When the chances of anxiety disorder being caused by a medical disorder is low or not presented clearly, initial laboratory studies to be carried out include:

  • Complete blood cell count
  • Urine drug screen
  • Chemistry profile
  • Urinalysis 
  • Thyroid function tests

To further exclude medical disorders, the following studies may be carried out:

  • Electroencephalography, lumbar puncture, and head/brain imaging
  • Tests for infection
  • Thyroid function
  • Arterial blood gas analysis
  • Electrolyte analysis
  • Chest radiography
  • Electrocardiography

Treatment

Treatment of anxiety disorders is made up of a combination of pharmacotherapy and psychotherapy. The drugs of choice are antidepressant agents [9]. The preferred type these days are the newer agents as they have a much safer adverse effect profile as well as a higher ease of use than selective serotonin reuptake inhibitors (SSRIs) and other older tricyclic antidepressants (TCAs).
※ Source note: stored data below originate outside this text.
PR #670, opened 2023-12-16
Small changes in gsExprAssembler and gsExprEvaluator

hverhelst:
gsExprAssembler.h: Activate try-catch only when not in debug mode
gsExprEvaluator.h: paraview function compiler error

NEW: 
IMPROVED: 
Allow try-catch statement in gsExprAssembler only outside debug mode, to make debugging easier
FIXED: 
Compiler error for write paraview in gsExprEvaluator
API:


src/gsAssembler/gsExprEvaluator.h
```diff
@@ -18,7 +18,7 @@
 #include <gsAssembler/gsQuadrature.h>
 #include <gsAssembler/gsRemapInterface.h>
 #include <gsAssembler/gsCPPInterface.h>
-//#include <gsIO/gsWriteParaview.h>
+#include <gsIO/gsWriteParaview.h>
```
filiatra: this include creates a problem in header-only builds.
Can we do without it?

filiatra (changes requested):

src/gsAssembler/gsExprEvaluator.h
hverhelst: When using `writeParaview` of `gsExprEvaluator`, it gives a compiler error:
```
.../src/gsAssembler/gsExprEvaluator.h:929:34: error: ‘gsWriteParaviewTPgrid’ was not declared in this scope
  929 |             gsWriteParaviewTPgrid( gmap ? pts : pt.toMatrix(), // parameters
      |             ~~~~~~~~~~~~~~~~~~~~~^~~~~~~~~~~~~~~~~~~~~~~~~~~~~~~~~~~~~~~~~~~
  930 |                                   vals,
      |                                   ~~~~~
  931 |                                   pt.numPointsCwise(), fileName );
```
So it needs to find `gsWriteParaviewTPgrid`.

filiatra: Hm, I checked again on gcc and it still works. If it does not, instead of including gsWriteParaview.h we should just forward declare gsWriteParaviewTPgrid

filiatra: OK, in 30e6e4e175273190a868721cced618d70fe4b5c6 I move the forward declarations, it is not perfect but it should fix the issue.

filiatra (approved):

The outcome of treatment is determined by several factors which include the following:

  • Severity of diagnosis
  • Level of functioning prior to onset of symptoms
  • Degree of motivation for treatment
  • Level of support (eg, family, friends, work, school)
  • Ability to comply with medication and/or psychotherapeutic regimen

Prognosis

This disorder has a high rate of comorbidity with the abuse of drugs and alcohol as well as major depression. Therefore the increased morbidity and mortality that is common with anxiety disorders is related to this high rate of comorbidity [6]. Anxiety disorders may also contribute to morbidity and mortality via direct stimulation such as hypertension or cardiac arrhythmia or neuroimmune and neuroendocrine mechanisms.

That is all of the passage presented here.